Special consideration needs to be addressed in Zambia regarding the surveillance techniques across the several regions. It is imperative to include rural and urban informal settlements, as well as community studies. To prevent an AMR pandemic, it is important to establish surveillance systems that also address and incorporate investigations into the knowledge, attitudes and practices across the human, animal and environmental sectors. It is also recommended to establish systems to map antimicrobial use, resistance profiles and genetics. No known system to address AMR mapping is in place in Zambia at the time of this review. Studies on antifungals, a group that is neglected, should be considered a field of interest. Researchers should be encouraged to collaborate within the human-animal-environmental sectors and conduct studies from a One Health perspective; as well as establish appropriate means to ensure a system can be in place to potentiate future studies on AMR in Zambia.

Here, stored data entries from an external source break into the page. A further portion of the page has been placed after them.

Issue #6154, opened 2026-08-06
Minor issues after: feat(web): unify navigation in a route-aware sidebar #6144


sjorge:
### Pre-submission Checklist

- [x] I have searched existing issues and confirmed this has not already been reported
- [x] I have reproduced this bug on the latest Memos release, current `main`, or the demo site, or this report is specifically about upgrading to the latest release
- [x] This is a bug report, not a question or configuration request

### Affected Area

Web UI

### Reproduced On

Current main branch

### Memos Version Tested

main@5192732cee40020f84c1e57dbcc53ea3d9eaa42f

### Previous Version

v0.30.0

### Environment Details

- Deployment: source
- Database: SQLite
- Browser: Firefox
- Server OS: FreeBSD
- Reverse Proxy: Apache HTTPd
- Related settings: none

### Reproduction Frequency

Always

### Steps to Reproduce

I found some more small issues and instead of bumping the already merged PR with a comment I though I'd file a separate issue to track then.

1. Opening the share menu makes a scroll bar appear

<img width="305" height="174" alt="Image" src="https://github.com/user-attachments/assets/f8435a9b-2a46-4b5f-85df-5cdba82fe666" />

2. The option to auto-collaps the tag tree-mode view is gone (and manual collapsing too)
 
3. navigation based on headers does not handle <ruby> and other tags I'm not actually sure if this is new behavior but it's much more noticeable now with more prominent navigation. (I never noticed the old navigation section 😅 , so this overall is definitely an improvement)

This renders fine in the note:
<img width="349" height="204" alt="Image" src="https://github.com/user-attachments/assets/55333518-05bd-4ad7-adf2-4bff09dde253" />

But not in the navigation:
<img width="297" height="234" alt="Image" src="https://github.com/user-attachments/assets/dfa0ccbd-01a4-48dd-85f7-1fc49630690f" />

```
# <ruby>連濁<rt>れんだく</rt></ruby>: "Why Hito-Bito isn't Hito-Hito"
```

### Current Behavior

See reproducibility

### Expected Behavior

1. since the dropdown menu covers the existing items I don't see why it should add a scrollbar, which triggers a reflow of the content below it.

2. Yes, worked previously and handy when multiple nested levels are used.

3. Ideally it's just rendered correctly, having it satanized is also fine.

### Regression Information

1. new UI so not a regression

2. I'm not sure, it probably always existed looking at the diff in the PR so I don't think it's a regression just more noticeable 

### Logs

```shell
n/a
```

[...]

PR #6159, opened 2026-08-06
fix: align memo outline links with rendered headings

Iams4kura:
## Summary

- Fixes: For the ruby-markup heading reported in item 3 of #6154, the memo outline displays raw <ruby>/<rt> tags and generates a fragment that does not match the rendered heading ID, so outline navigation cannot reach the heading.
- Root cause: extractHeadings recursively treats mdast html marker nodes as visible text, while the rendered HAST heading excludes those markers before rehypeHeadingId computes its ID. The outline therefore derives both its label and slug from a different string than the renderer.

## Regression evidence

- Before: `npx --yes pnpm@11.0.1 test -- tests/markdown-manipulation.test.ts` exited `1`

- After: `npx --yes pnpm@11.0.1 test -- tests/markdown-manipulation.test.ts` exited `0`

## Verification

- `npx --yes pnpm@11.0.1 exec vitest run tests/markdown-manipulation.test.ts`
- `npx --yes pnpm@11.0.1 test`
- `npx --yes pnpm@11.0.1 lint`
- `npx --yes pnpm@11.0.1 build`

## Scope

- 2 files changed, +18 / -0 lines

### DIFF
--- a/web/src/utils/markdown-manipulation.ts
+++ b/web/src/utils/markdown-manipulation.ts
@@ -137,11 +137,13 @@ export function extractHeadings(markdown: string): HeadingItem[] {
 }
 
 interface MdastNode {
+  type?: string;
   value?: string;
   children?: MdastNode[];
 }
 
 function getNodeText(node: MdastNode): string {
+  if (node.type === "html") return "";
   if (node.value) return node.value;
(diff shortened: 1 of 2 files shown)


boojack (approved):
LGTM, good catch

PR #6235, opened 2026-08-26
Serve raw memo markdown from memo URLs

### LINKED ISSUE #6229: Download markdown directly with .md extension or Accept: text/markdown
### Check before submitting

I went searching for a replacement for Apple Notes, but as I've used Memos more and more I find it more and more useful.

I'd like to be able to just add .md to the end of a URL and be able to give that directly to Ai Agents without the extra step of double-click, copy, paste.

That's all.

Give the raw markdown for .md or Accept: text/markdown.

### Additional context

_No response_

gandazgul:
## Summary
- Serve raw Memo Markdown from `GET /memos/{uid}.md`.
- Serve raw Memo Markdown from `GET /memos/{uid}` when `Accept` explicitly includes `text/markdown` with positive quality.
- Preserve normal React SPA fallback for browser/default and wildcard Accept requests.
- Reuse existing memo read access facts and policy; share tokens do not authorize this representation.

Closes usememos/memos#6229

## Verification
- `go test -v -race ./server/router/api/v1/...` passed.
- `go test -v -race ./server/...` passed.
- `golangci-lint run` passed with v2.13.1 built by Go 1.27.0. The preinstalled local binary was v2.12.2 built with Go 1.26.2 and could not load this repo's Go 1.27 config.
- `go test ./...` failed under default package parallelism because a process was killed during the broad run. `go test -p 1 ./...` passed: 2037 passed, 0 failed.

## Tests added
- Added `server/router/api/v1/memo_markdown_test.go` with 7 new `TestMemoMarkdownRoute*` tests.
- No tests were removed or replaced.


gandazgul:
@bluedbird I'm addressing the feedback. I'll leave the .gitignore changes if you dont mind, else I risk committing machinery that shouldn't be in git.

gandazgul:
Addressed the review feedback in local commit `9aaa1d71`:

- tightened `Accept: text/markdown` parsing so invalid or out-of-range quality values such as `q=2`, `q=NaN`, `q=+Inf`, `q=0`, and malformed values do not select Markdown;
- split authentication handling so invalid credentials resolve to anonymous access, while datastore/auth infrastructure failures propagate and the Markdown route returns a sanitized 500;
- added regression coverage for the Accept quality cases and auth failure/status mapping;
- added comments for the touched functions flagged by the documentation review;
- preserved the `.gitignore` change and removed the temporary plan document.

Verification passed:

- `go test -v -race ./server/auth/...`
- `go test -v -race ./server/router/api/v1 -run 'TestMemoMarkdownRoute'`
- `go test -v -race ./server/router/api/v1/...`
- `go test -v -race ./server/...`
- `go test ./store/db/...`
- `$(go env GOPATH)/bin/golangci-lint run`

gandazgul:
Addressed the CodeRabbit follow-up comments in commit 9f5adbe6:

- Quoted the GOPATH-derived golangci-lint path in the backend workflow and AGENTS.md commands.
- Added the buf format drift check to the RunWield verification command after buf lint.
- Wrapped the memo Markdown current-user auth cause with github.com/pkg/errors.

Validation run:
- ruby YAML parse for .github/workflows/backend-tests.yml
- jq empty .wld/settings.json\n- go test ./server/router/api/v1
- "/Users/gandazgul/go/bin/golangci-lint" run --timeout=3m ./server/router/api/v1/...
- cd proto && buf lint && buf format -d check
- git diff --check for changed files

gandazgul:
Addressed the latest CodeRabbit comment in commit 6c0e0622.

Fix:
- Updated `.wld/settings.json` so `buf format -d` output is captured in `buf_format_output`. A formatter execution failure now stops the verification command before the diff-output check runs.
- Preserved the existing unformatted-proto error message and failure behavior.

Validation run:
- `jq empty .wld/settings.json`
- `cd proto && "$(go env GOPATH)/bin/buf" lint && buf_format_output=$("$(go env GOPATH)/bin/buf" format -d) && if [[ -n "$buf_format_output" ]]; then ...; fi`
- `bash -n <(jq -r '.verification_command' .wld/settings.json)`
- `git diff --check -- .wld/settings.json`

PR #6237, opened 2026-08-26
docs: consolidate domain language

gandazgul:
## Summary

- expand `docs/glossary.md` with shared product and domain terms
- keep a compact central subset in `CONTEXT.md`

Updated glossary terms for your consideration.


gandazgul:
- Addressed the CodeRabbit glossary comment by using one canonical `Memos` definition in both `CONTEXT.md` and `docs/glossary.md`.
- The definition now keeps `Memos` at the product/application level and clarifies that one note is a `memo`.
- Verified the docs-only change with `git diff --check`.

gandazgul:
Follow-up: pushed the fix commit to the PR branch. PR #6237 now points at `3ffd945c` (`docs: align Memos glossary definition`).

PR #6246, opened 2026-08-29
fix(attachment): detect heic/heif mime type from filename extension

### LINKED ISSUE #6174: HEIC files uploaded to S3 as OCTET-STREAM
### Pre-submission Checklist

- [x] I have searched existing issues and confirmed this has not already been requested
- [x] This is a feature request, not a bug report or support question

### Area

Web UI

### Problem or Use Case

HEIC still not supported? Is it because of the ability of browser or memos just has no plan to add such feature?

### Who Would Use This?

Apple users. Android users that would collect HEIC format images from others.

### Proposed Solution

may be do some research and figure this issue out?

### Alternatives Considered

_No response_

### Compatibility and Migration

_No response_

### Examples

_No response_

### Additional Context

_No response_

hktitof:
heic/heif photos from an iPhone or Android upload as `application/octet-stream` on the Docker image (issue #6174), which breaks previews and the content type stored in S3

the chain is simple: browsers report an empty mime type for heic/heif files, the Go builtin mime table has no `.heic`/`.heif` extension, `http.DetectContentType` cant sniff the ISO BMFF container, and the Alpine runtime ships no system mime database, so the attachment ends up as `application/octet-stream`

this adds a small curated fallback for `.heic`/`.heif` before the builtin table and content sniffing, wrapped in a `detectAttachmentMimeType` helper, so the resolved type is identical on machines with and without a system mime database

verified:
- `go test -race ./server/router/api/v1/` passes
- new `TestDetectAttachmentMimeType` fails without the fallback (heic resolves to heif/octet-stream)
- golangci-lint clean
- no behavior change for non-heic files

fixes #6174

assisted by an AI coding agent per the repo AGENTS.md workflow

### DIFF
--- a/server/router/api/v1/attachment_mime_test.go
+++ b/server/router/api/v1/attachment_mime_test.go
@@ -1,0 +1,54 @@
+package v1
+
+import (
+	"testing"
+
+	"github.com/stretchr/testify/require"
+)
+
+func TestDetectAttachmentMimeType(t *testing.T) {
+	tests := []struct {
+		name     string
+		filename string
+		content  []byte
+		want     string
+	}{
+		{
+			name:     "heic image via extension fallback",
+			filename: "photo.heic",
+			want:     "image/heic",
+		},
+		{
+			name:     "heif image via extension fallback",
+			filename: "photo.heif",
+			want:     "image/heif",
+		},
+		{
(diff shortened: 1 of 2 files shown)


boojack (approved):
LGTM

PR #451, opened 2015-10-15
Content length

gregwebs:
Add Network.Wai.Header.contentLength helper for reading the Content-Length header

### DIFF
--- a/wai-extra/Network/Wai/Middleware/RequestLogger.hs
+++ b/wai-extra/Network/Wai/Middleware/RequestLogger.hs
@@ -41,6 +41,7 @@ import Network.Wai.Internal (Response (..))
 import Data.Default.Class (Default (def))
 import Network.Wai.Logger
 import Network.Wai.Middleware.RequestLogger.Internal
+import Network.Wai.Header (contentLength)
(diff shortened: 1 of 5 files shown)


wai-extra/Network/Wai/Middleware/RequestLogger.hs
```diff
@@ -308,10 +305,7 @@ detailedMiddleware' cb ansiColor ansiMethod ansiStatusCode app req sendResponse
     collectPostParams (postParams, files) = postParams ++
       map (\(k,v) -> (k, "FILE: " <> fileName v)) files
 
-    readInt bs =
```
gregwebs: This is actually different than S8.readInteger. I was assuming that was an accident, but maybe there is a purpose?

snoyberg:
Isn't this already handled by [requestBodyLength](http://haddock.stackage.org/lts-3.9/wai-3.0.4.0/Network-Wai.html#v:requestBodyLength)?

gregwebs:
one is for the request and the other for the response. Thanks for the reminder about requestBodyLength, I will have it use that

gregwebs:
closing in favor of #453

PR #452, opened 2015-10-15
Gzip minimum

gregwebs:
This is on top of a couple commits from #451. Untested at the moment, I will test before merging, but wanted to get this PR up to see if it makes sense

### DIFF
--- a/stack.yaml
+++ b/stack.yaml
@@ -1,4 +1,4 @@
-resolver: lts-2.17
+resolver: lts-3.9
 packages:
 - ./wai
 - ./wai-extra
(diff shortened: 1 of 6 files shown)


snoyberg:
I like, though as with #451, think we should just use [requestBodyLength](http://haddock.stackage.org/lts-3.9/wai-3.0.4.0/Network-Wai.html#v:requestBodyLength).

gregwebs:
The change to gzipping is only for the response

snoyberg:
Oh, got it. Alright, that makes more sense. Maybe it's worth including in the docs that `requestBodyLength` can handle the request header case?

gregwebs:
closing in favor of #453

Issue #376, opened 2015-05-20
can't server index at root with wai-app-static


winterland1989:
i want to server a static webpage using WaiAppStatic.Storage.Embedded like this:

``` haskell
{-# LANGUAGE TemplateHaskell, QuasiQuotes, OverloadedStrings #-}

module Static (mkEmbedded) where

import WaiAppStatic.Storage.Embedded
import Crypto.Hash.MD5 (hashlazy)
import Network.Mime (MimeType)
import qualified Data.ByteString.Lazy as BL
import qualified Data.ByteString.Base64 as B64
import qualified Data.Text as T
import qualified Data.Text.Encoding as T
import System.FilePath ((</>))

hash :: BL.ByteString -> T.Text
hash = T.take 8 . T.decodeUtf8 . B64.encode . hashlazy

staticFiles :: [(FilePath, MimeType)]
staticFiles = [
        ("index.html"         , "text/html")
    ,   ("main.js"            , "application/x-javascript")
    ,   ("html-sanitizer.js"  , "application/x-javascript")
    ,   ("ext.js"             , "application/x-javascript")
    ,   ("main.css"           , "text/css")
    ]

embedFile :: (FilePath, MimeType) -> IO EmbeddableEntry
embedFile (file, mime) = do
    f <- BL.readFile $ "static" </> file
    return $ EmbeddableEntry {
            eLocation = T.pack file
        ,   eMimeType = mime
        ,   eContent  = Left (hash f, f)
        }

mkEmbedded :: IO [EmbeddableEntry]
mkEmbedded = mapM embedFile staticFiles
```

and i create my application like this:

``` haskell
{-# LANGUAGE TemplateHaskell, OverloadedStrings #-}
module Main where

import Static (mkEmbedded)
import Network.Wai (Application)
import Network.Wai.Application.Static
import WaiAppStatic.Storage.Embedded
import Network.Wai.Handler.Warp (run)
import WaiAppStatic.Types (unsafeToPiece)

myApp :: Application
myApp = staticApp $(mkSettings mkEmbedded) {ssIndices = [unsafeToPiece "index.html"]}

main :: IO ()
main = run 3000 myApp

```

i also tried `ssRedirectToIndex = True`, but directly visit `localhost:3000` result in 404, `localhost:3000/index.html`worked as expected, is there something wrong with my code?

snoyberg:
[...]

PR #460, opened 2015-11-05
wai-app-static: honor ssIndices when used with defaultWebAppSettings

soenkehahn:
See #376.

### DIFF
--- a/.travis.yml
+++ b/.travis.yml
@@ -23,7 +23,7 @@ install:
     - travis_retry cabal update
     - cabal unpack wai-logger
     - mv wai-logger-* wai-logger
-    - cabal install hspec doctest HTTP cabal-meta cabal-src
+    - cabal install hspec doctest HTTP temporary cabal-meta cabal-src
     - cabal-meta install --force-reinstalls
 
 script: mega-sdist --test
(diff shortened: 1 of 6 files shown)


soenkehahn:
I'm not sure if I prefer the version with or without the last commit (0c67261). @snoyberg: Any preference? Apart from that this is ready to merge from my side.

Any other feedback? Should I squash the commits?

snoyberg:
I'm confused, this looks like a completely separate goal than #376. Can you clarify?

soenkehahn:
Sorry, I was also a bit confused.

If `ssLookupFile` returned an `LRNotFound` then `wai-app-static` assumed that the looked up file is not a directory and it didn't bother to further check for index files. `ssIndices` was only ever considered when `ssLookupFile` returned an `LRFolder`. The `StaticSettings` created with `mkSettings` would not return an `LRFolder`, which is the cause for #376.

Personally I ran into a similar issue, not with `mkSettings` but with `defaultWebAppSettings`. Its `ssLookupFile` also doesn't return `LRFolder`s for performance reasons.

With my PR in the case that `ssLookupFile` returns `LRFolder` _or_ `LRNotFound` `ssLookupFile` will be called again, this time searching for index files. So `LRFolder` will not be used for looking up index files anymore. This fixes both my issue and #376. I added a test case for #376.

soenkehahn:
The builds on travis are failing but it doesn't look like this is caused by my commits. Is travis for `wai` currently broken?

snoyberg:
wai master is not broken. Can you try rebasing?

soenkehahn:
I rebased and added f088f32, now travis is happy. I hope it's the right way to fix this. (IIUC `cabal-meta` doesn't pick up test dependencies.)

soenkehahn:
Thanks for merging!

PR #461, opened 2015-11-09
Added wai-devel

urbanslug:
Updated stack.yaml and added wai-devel.


snoyberg:
I hadn't realized your intention was to include all of wai-devel in the wai repo. I don't see the motivation for doing so, can you clarify?

urbanslug:
The aim was to have all things to do with WAI under one repo. I thought that that is what this is.

snoyberg:
I don't know who's aim it was. I never stated that this should move into
the main repo.

Issue #465, opened 2015-11-17
Handle no longer auto-flushing


MHova:
`Network.Wai.Middleware.RequestLogger.Destination` of type `Handler`, which is the destination type for [default] (https://github.com/yesodweb/wai/blob/master/wai-extra/Network/Wai/Middleware/RequestLogger.hs#L83) `RequestLoggerSettings`, seems to have lost auto-flushing with this [commit] (https://github.com/yesodweb/wai/commit/441a1d776c5e323d9529802a33aac09543da5d59).

PR #466, opened 2015-11-17
Autoflush handle

MHova:
Addresses https://github.com/yesodweb/wai/issues/465

While we're here, also honor `autoFlush` for `Logger`. However I'll remove that from this PR if someone can confirm that this [commit] (https://github.com/yesodweb/wai/commit/d4e843be5b48bf0c1ac9018281281051b9e0a98e) *intentionally* always forces flushing for `Logger`.


snoyberg:
Thanks!

PR #467, opened 2015-11-18
add 404 handler

jhickner:
Adds a new setting called `ss404Handler` that specifies a `Maybe Application` to be called in case of 404 errors.


wai-app-static/WaiAppStatic/Types.hs
```diff
@@ -144,4 +144,7 @@ data StaticSettings = StaticSettings
 
       -- | Force a trailing slash at the end of directories
     , ssAddTrailingSlash :: Bool
+
+      -- | Optional `W.Application` to be used in case of 404 errors
+    , ss404Handler :: Maybe W.Application
```
snoyberg: This needs to be exposed from Network.Wai.Application.Static to be usable.

jhickner:
OK, added

PR #469, opened 2015-11-21
Make sure HEAD response bodies are empty (fixes #468)

### LINKED ISSUE #468: Warp sends response bodies for HEAD requests
Simple repro: run the following minimal Warp application:

```haskell
import Network.Wai
import Network.HTTP.Types

main :: IO ()
main = run 3000 $ \_ respond -> respond $ responseLBS status200 [] "This body should not appear for HEAD"
```

Then make a HEAD request:

    curl -i -X HEAD http://localhost:3000

Expected: the body does not appear

Actual: it does

It seems like this can be resolved easily by modifying `hasBody` (in Response.hs) to check not only the status code, but also the request method. However, the comments in that module quite clearly say that HEAD was intentionally left in. though I'm not sure what the reason is. (I also have a suspicion that I'm the one who made that decision...)

@kazu-yamamoto Can you see any objection to making the modification to `hasBody` that I just described?

snoyberg:
I've put together an initial patch to handle this. I'd still like to add a regression test to ensure that HEAD requests on ResponseFile, ResponseBuilder, and ResponseStream all return empty bodies, but I wanted to get your feedback on the approach.

### DIFF
--- a/.travis-setup.sh
+++ b/.travis-setup.sh
@@ -1,0 +1,10 @@
+#!/bin/sh
+
+set -eux
+
+mkdir -p $HOME/.cabal
+cat > $HOME/.cabal/config <<EOF
+remote-repo: hackage.haskell.org:http://hackage.fpcomplete.com/
+remote-repo-cache: $HOME/.cabal/packages
+jobs: \$ncpus
+EOF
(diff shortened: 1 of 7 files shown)


snoyberg:
Alright, this now has tests in place for builder, streaming, and file (both with and without range) requests.

snoyberg:
This was rebased and merged to master, closing.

Our research is one of the first systematic reviews to assess antimicrobial resistance in Zambia. Our results provide critical information that can be used towards policy development and patient management. The different sectors should be more involved and share information to ensure that there is a holistic approach when it comes to combatting AMR.

Conclusion

To safeguard our current collection of antibiotics it is imperative to address the gaps in AMR diagnostic standardization and reporting; and improve surveillance, stewardship, infection control, and implementations of updated treatment guidelines and monitoring. Overall, this review suggests that improved standardization of antimicrobial susceptibility testing in Zambia could help to better delineate AMR patterns and allow comparisons across different locations and allow tracking of AMR evolution over time.

The findings further emphasize the need to address and implement effective AMR surveillance through continued data sharing, multidisciplinary collaborations, and coordination of all stakeholders—using the One Health Approach. This is essential to understand and manage the AMR national burden especially in Zambia.